Department of Hematology, The Fifth Medical Center of Chinese People's Liberation Army (PLA) General Hospital, Beijing, China.
Institute of Hematology, The Fifth Medical Center of Chinese People's Liberation Army General Hospital, Beijing, China.
Front Immunol. 2021 Oct 7;12:728962. doi: 10.3389/fimmu.2021.728962. eCollection 2021.

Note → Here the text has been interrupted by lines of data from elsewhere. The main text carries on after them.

PR #1682, opened 2016-03-30
Bug 1322338 - The upgrade should keep the option insecure-registry=17…

brenton:
…2.30.0.0/16


brenton:
openshift_cli pulls in the docker roles and needs the variables.

@detiber, PTAL

detiber:
:+1:

PR #1685, opened 2016-03-31
Switch to using CentOS SIG repos for Origin installs

detiber:


detiber:
@tdawson here is the branch I'm using for testing the CentOS SIG repo builds

sdodson:
Was speaking with Lokesh yesterday, he's suggested that we use the centos virt sig's testing repo for docker. 
http://cbs.centos.org/repos/virt7-docker-common-testing/x86_64/os/

Other than that openvswitch should be in extras now, I think?

detiber:
@sdodson I'm not seeing openvswitch in http://mirror.centos.org/centos/7/extras/x86_64/Packages/

We also discussed during a previous Cent OS PaaS SIG meeting whether we wanted to use packages from other SIG repos and we decided that it would be better to ship those in our repos to avoid package version related issues.

sdodson:
@detiber sorry, you're right about openvswitch.
For docker can we tag something from another SIG into our targets? I guess it's fine to build it on our own but in the short time I've been building docker in the COPR it's been an incredible time sink for me.

detiber:
@tdawson what are your thoughts? do you have to rebuild docker each time, or are you able to tag in an existing build?

sdodson:
Wondering if we should do this now as 1.2.0 is about to be released. Centos PaaS could track stable builds while the origin-next copr could track alpha/beta builds.

@tdawson @maxamillion thoughts?

detiber:
On May 13, 2016 1:16 PM, "Scott Dodson" <notifications@github.com> wrote:
>
> Wondering if we should do this now as 1.2.0 is about to be released.
Centos PaaS could track stable builds while the origin-next copr could
track alpha/beta builds.
>
> @tdawson @maxamillion thoughts?

I've missed the meeting the past couple of weeks, but if we have a release
in the stable repo for the CentOS SIG, then I am all for it.

@maxamillion we'll probably want to do something similar for Fedora when an
official Fedora and/or Fedora SIG package is available.

detiber:
@sdodson Should we go ahead and merge this, or wait until we have a release package to enable gpg?

tdawson:
Sorry, I didn't see this due to a filter.
Stable OpenShift Origin packages are now published.  They are at the URL in this pull request.
You can also get the repo by installing centos-release-openshift-origin, from centos-extras.
That stable repo has openvswitch, and the patched docker, that allows origin to install in it.

detiber:
@tdawson @sdodson updated for using the release packages. I haven't tested yet, and I'm not sure if installing the release package automatically enables the repos or not...

tdawson:
centos-openshift-origin yum repo is enabled by default when you install centos-release-openshift-origin

detiber:
A quick test shows this appears to be working for me, so I'm going to go ahead and merge.

PR #1690, opened 2016-03-31
Bug 1322788 - The IMAGE_VERSION wasn't added to atomic-openshift-mast…

brenton:
…er-api and atomic-openshift-master-controllers


brenton:
@abutcher, PTAL.  From looking at https://github.com/openshift/openshift-ansible/blob/master/playbooks/common/openshift-master/config.yml#L57 it seems like it's safe to ensure `openshift.master.ha` is set on upgrade for all masters.  The bug was due to it not being defined.

abutcher:
:+1:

OBJECTIVES: At present, reinfusions of chimeric antigen receptor (CAR)-T cell have exhibited limited efficacy, while their efficacy on extramedullary relapse remains to be further elucidated in B-cell acute lymphoblastic leukemia (B-ALL). Although combination with IL-15 demonstrated the potential to enhance antitumor activity of CAR-T, the efficacy of this approach remains to be validated clinically. METHODS: We reported a patient with B-ALL with extramedullary relapse after allogeneic stem cell transplantation and who was resistant to chemotherapy and radiotherapy. In total, he received four treatments with CAR-T cells repeatedly under the status of disease progression. RESULTS: First, the patient received autologous murine CAR19-CD28-CD3ζ-T cells and achieved full resolution of extramedullary leukemia lasting 8 months. After systemic disease relapse, he received autologous humanized CAR22-41BB-CD3ζ-tEGFR-T cells and achieved complete remission (CR) with incomplete blood count recovery (CRi) with minimal residual disease (MRD) negativity in the bone marrow and shrinkage of extramedullary leukemia. Over 2 months later, he experienced a relapse of the systemic disease and he received autologous murine CAR19-41BB-CD3ζ-mIL15-T cells and achieved CRi lasting 5 months with the strongest expansion and persistence of CAR. Finally, on relapse of CD19 medullary disease, he received allogeneic humanized CAR22-41BB-CD3ζ-tEGFR-T cells but only achieved a transient decrease in the number of blasts. No CAR-T-cell-related encephalopathy syndrome was observed, and all side effects were manageable. CONCLUSION: Our report hints the feasibility and safety of CD19 CAR-T cell expressing membrane-bound IL-15 for patient with B-ALL even if relapsed after multiple CAR-T-cell therapies.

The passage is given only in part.